组织效率是组织完成任务的保证。之所以要结成组织,是因为结成组织的一方总比没有结成组织的一方更有力量。但根据组织规模负效率的观点,当组织规模扩大,等级链条延长,信息分布会随之分散,信息不对称状况趋于恶化,组织管理不对称性日益加大,利益协调等交易成本逐渐上升,组织管理效率会随之下降。而且这种下降趋势会因为政党权力过于集中、政党成员上下流动有限和向上负责制等一系列组织制度特点而进一步放大和加剧。所以,党要管党面临一个重要挑战,就是由于管理规模的扩大及由此产生的复杂性和沉重管理负荷,会不可避免带来管理效率下降问题。如果组织没有效率,就无法完成担负的职责和使命,那组织也就无存在必要了。为解决党要管党的管理效率问题,应借鉴分权管理结构模式。“即中央组织承担起来自全国范围的压力和问题,指导和帮助地方各级组织解决有关涉及全局稳定的压力和问题,地方各级组织承担各自特定领域中的责任和压力。因此,巨量的管理事务和责任被分解到不同层次、不同领域的机构和领导人员之中,其管理规模和压力也相应分解,管理有效性也会随之提升”②谭建:《论新时代党的建设总要求》,《理论学刊》,2018年第2期。。同时,还应注意使组织之间、组织成员之间以及组织与成员之间增强沟通与协同。
三是能否提高党的执政能力和本领。管党的一个重要目的就是培养和提升与党的执政目标相匹配的执政能力和本领。政党组织结构是组织的结合方式和外在形式,而政党能力才是政党力量的坚实支撑。随着时代变化、任务变化,对政党能力要求的内涵也会随之发生变化。通过管党,提高党的能力和本领,首要的是提出正确的能力要求。这个问题在党的历史上曾经走过弯路,今天已基本解决。无论是党的十六届四中全会通过的《中共中央关于加强党的执政能力建设的决定》中提出的“五种能力”,即驾驭社会主义市场经济的能力、发展社会主义民主政治的能力、建设社会主义先进文化的能力、构建社会主义和谐社会的能力、应对国际局势和处理国际事务的能力,还是在党的十九大报告中提出的“八种本领”,即增强学习本领、政治领导本领、改革创新本领、科学发展本领、依法执政本领、群众工作本领、狠抓落实本领、驾驭风险本领,都准确反映了新形势、新任务对党的执政能力和本领的新要求。提出正确的能力要求这只是第一步,更重要的工作是真正促进党组织和党员领导干部能力和本领的提高。这就要求在管党的重心、方式、措施、考核标准等方面要围绕这些能力的提升来展开、来实施。
分析把握党要管党的内涵、目标、动力及有效性,其目的在于找到党要管党科学有效路径。
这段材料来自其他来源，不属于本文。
PR #2757, opened 2023-02-01
C-1958 Show # of downloaded tracks in collection card instead of actual # of tracks in collection when offline

nicoback2:
### Dragons

### How Has This Been Tested?

### Feature Flags ###

### DIFF
--- a/packages/mobile/src/screens/favorites-screen/AlbumsTab.tsx
+++ b/packages/mobile/src/screens/favorites-screen/AlbumsTab.tsx
@@ -1,4 +1,4 @@
-import { useState } from 'react'
+import { useMemo, useState } from 'react'
 
 import {
   useProxySelector,
@@ -22,6 +22,7 @@ import { FilterInput } from './FilterInput'
 import { NoTracksPlaceholder } from './NoTracksPlaceholder'
 import { OfflineContentBanner } from './OfflineContentBanner'
 import { getAccountCollections } from './selectors'
+import { buildCollectionIdsToNumPlayableTracksMap } from './utils'
 
 const { getIsReachable } = reachabilitySelectors
 
@@ -35,6 +36,18 @@ export const AlbumsTab = () => {
   const isReachable = useSelector(getIsReachable)
   const isOfflineModeEnabled = useIsOfflineModeEnabled()
   const isDoneLoadingFromDisk = useSelector(getIsDoneLoadingFromDisk)
+
+  const offlineDownloadStatus = useProxySelector(
+    (state: AppState) => {
+      if (isDoneLoadingFromDisk && isOfflineModeEnabled && !isReachable) {
+        return getOfflineDownloadStatus(state)
+      }
+      // We don't need offline download status when we're not offline. This saves us rerenders while we're downloading things and updating the offline download slice.
+      return undefined
+    },
+    [isReachable, isOfflineModeEnabled, isDoneLoadingFromDisk]
+  )
+
   const userAlbums = useProxySelector(
     (state: AppState) => {
       if (isOfflineModeEnabled && !isReachable) {
@@ -42,14 +55,13 @@ export const AlbumsTab = () => {
           return []
         }
       }
-      const offlineDownloadStatus = getOfflineDownloadStatus(state)
       return getAccountCollections(state, filterValue).filter((collection) => {
         if (!collection.is_album) {
           return false
         }
         if (isOfflineModeEnabled && !isReachable) {
           const trackIds =
-            collection?.playlist_contents?.track_ids?.map(
+            collection.playlist_contents.track_ids.map(
               (trackData) => trackData.track
             ) ?? []
 
@@ -59,8 +71,9 @@ export const AlbumsTab = () => {
             (trackIds.length === 0 ||
               trackIds.some((t) => {
                 return (
+                  offlineDownloadStatus &&
                   offlineDownloadStatus[t.toString()] ===
-                  OfflineDownloadStatus.SUCCESS
+                    OfflineDownloadStatus.SUCCESS
                 )
               }))
           )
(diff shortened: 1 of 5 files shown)


packages/mobile/src/screens/favorites-screen/PlaylistsTab.tsx
```diff
@@ -60,18 +70,33 @@ export const PlaylistsTab = () => {
...
+      filterValue,
+      isReachable,
+      isOfflineModeEnabled,
+      offlineDownloadStatus,
+      isDoneLoadingFromDisk
+    ]
   )
 
+  const numPlayableTracksMap = useMemo(() => {
+    return buildCollectionIdsToNumPlayableTracksMap(
```
nicoback2, line 93: This solution feels very jank but it's the best I could come up with given how the code is structured, and while keeping CollectionList and its children purely presentational. Very open to other solutions if this is too cumbersome!

packages/mobile/src/screens/favorites-screen/PlaylistsTab.tsx
```diff
@@ -35,6 +36,16 @@ export const PlaylistsTab = () => {
   const isOfflineModeEnabled = useIsOfflineModeEnabled()
   const isReachable = useSelector(getIsReachable)
   const isDoneLoadingFromDisk = useSelector(getIsDoneLoadingFromDisk)
+  const offlineDownloadStatus = useProxySelector(
+    (state: AppState) => {
+      if (isDoneLoadingFromDisk && isOfflineModeEnabled && !isReachable) {
+        return getOfflineDownloadStatus(state)
```
nicoback2, line 42: I'm using `offlineDownloadStatus` as the source of truth, but it seems to be very error prone right now... like it doesn't always match up with what is ultimately shown on the collection screen, which ultimately uses `offlineTracks`. So maybe it makes sense more sense to check `offlineTracks` instead of `offlineDownloadStatus` to be safe? On the other hand, if `offlineDownloadStatus` is indeed always supposed to match `offlineTracks` (i.e. set of tracks with status SUCCESS equals set of tracks in `offlineTracks`), it's fine to keep it this way. Wdyt?

packages/mobile/src/screens/favorites-screen/AlbumsTab.tsx
```diff
@@ -55,18 +67,33 @@ export const AlbumsTab = () => {
...
+    [
+      filterValue,
+      isReachable,
+      isOfflineModeEnabled,
+      offlineDownloadStatus,
+      isDoneLoadingFromDisk
+    ]
   )
 
+  const numPlayableTracksMap = useMemo(() => {
```
dylanjeffers, line 89: could this just be trackCount, and just pass that into the collectionList? it seems the collection list does the manual work of extracting the num, but could be cleaner to just pass a number into the list?

packages/mobile/src/screens/favorites-screen/PlaylistsTab.tsx
dylanjeffers: @amendelsohn i think you might have some ideas here given our discussion about source of truth between cached tracks and offlineTracks?

packages/mobile/src/screens/favorites-screen/PlaylistsTab.tsx
```diff
@@ -35,6 +36,16 @@ export const PlaylistsTab = () => {
   const isOfflineModeEnabled = useIsOfflineModeEnabled()
   const isReachable = useSelector(getIsReachable)
   const isDoneLoadingFromDisk = useSelector(getIsDoneLoadingFromDisk)
+  const offlineDownloadStatus = useProxySelector(
```
dylanjeffers, line 39: based on convos with @sliptype, i think the best setup for playlistsTab would be for its only job to be getting collectionIds that we want to render, online or offline, and pass that into the card list, and then each playlist card would be in charge of getting the tracks, online or offline, which we can then derive the count etc. @nicoback curious how you feel about that as the paradigm here? would it be too much of a refactor?

dylanjeffers (approved):
approving cause i dont want to block you @nicoback, but im personally hoping we can consider a refactor for these components in general based on the comment below, let me know what youre thinking

packages/mobile/src/screens/favorites-screen/PlaylistsTab.tsx
dylanjeffers: yeah i think this feeling is potentially resolved with the ideas below?

packages/mobile/src/screens/favorites-screen/AlbumsTab.tsx
nicoback2: @dylanjeffers  well the collection list takes a list of collections, so we can't just pass a single number (since each collection has a different number of tracks). but i feel like im misunderstanding what you're saying?

dylanjeffers: No worries, maybe a quick huddle?

packages/mobile/src/screens/favorites-screen/PlaylistsTab.tsx
nicoback2: it'd be a bit of a refactor just because collection card list is used in several places elsewhere in the code (like 10 places), not just the Playlists/Albums tabs. But I'm down to do it, it wouldn't be too bad. cc @sliptype

nicoback2: Like def agree that is the way to go lol. This code is pretty suboptimal.

packages/mobile/src/screens/favorites-screen/PlaylistsTab.tsx
nicoback2: ooh interested (also add offlineDownloadStatus to that list if we're just talking source of truth for whether a track should be shown when offline or not)

packages/mobile/src/screens/favorites-screen/AlbumsTab.tsx
nicoback2: 💯, pretty sure i had the same thought when writing this lol

packages/mobile/src/screens/favorites-screen/PlaylistsTab.tsx
nicoback2: Ooh gotcha. Yeah thinking about it tho, i think it wouldn't take too much time. @sliptype if you aren't working on this, i can pick it up first thing tomorrow and timebox to half an hour or so

sliptype: I haven't gotten a chance to look at the CardList yet, got a couple of other refactor to knock out first. Yeah @nicoback definitely feel free to look at it if you want, but maybe let's see if there is anything else more pressing on the backlog first

nicoback2: oh yeah there are definitely more pressing things. ill leave this open and come back to it after hitting more high pri items then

既然党要管党的内涵随观察视角的不同而不同,因此提高管党水平的路径既可从整体入手来把握,又可从党的建设构成内容入手来把握,还可从动态和静态的视角来把握。笔者拟采用思想、行为、制度、文化动态和静态结合的视角来探讨党要管党的实现路径。
一是管思想。思想是行动的先导。管好思想是管党的前提和基础。管好思想,就是要做到在思想方面既有充沛活力,不封闭僵化,又坚持原则,不越规逾矩。当前,管思想,首要的是用习近平新时代中国特色社会主义思想教育和武装全体党员,统一全党的思想。只有全党全国思想统一,才能最大限度凝聚力量,推动党和国家事业兴旺发达,推动党的历史使命完成。其次,要在解放思想中统一思想,坚持解放思想与统一思想相统一。管思想绝不是为了禁锢党员的思想,而是为了使党员思想统一于正确的方向,党员行动统一到推动伟大事业前进的征程中。只有不断解放思想,才能使认识不断符合发展了的实践。解放思想,就是使思想和实际相符合、使主观和客观相符合,就是实事求是。统一思想,则是为实现某种目标、为统一众人行动而达成的思想一致。二者主题一致、精髓一致、目的一致。只有解放思想才能真正统一思想,同时,统一思想为解放思想提供规范和边界。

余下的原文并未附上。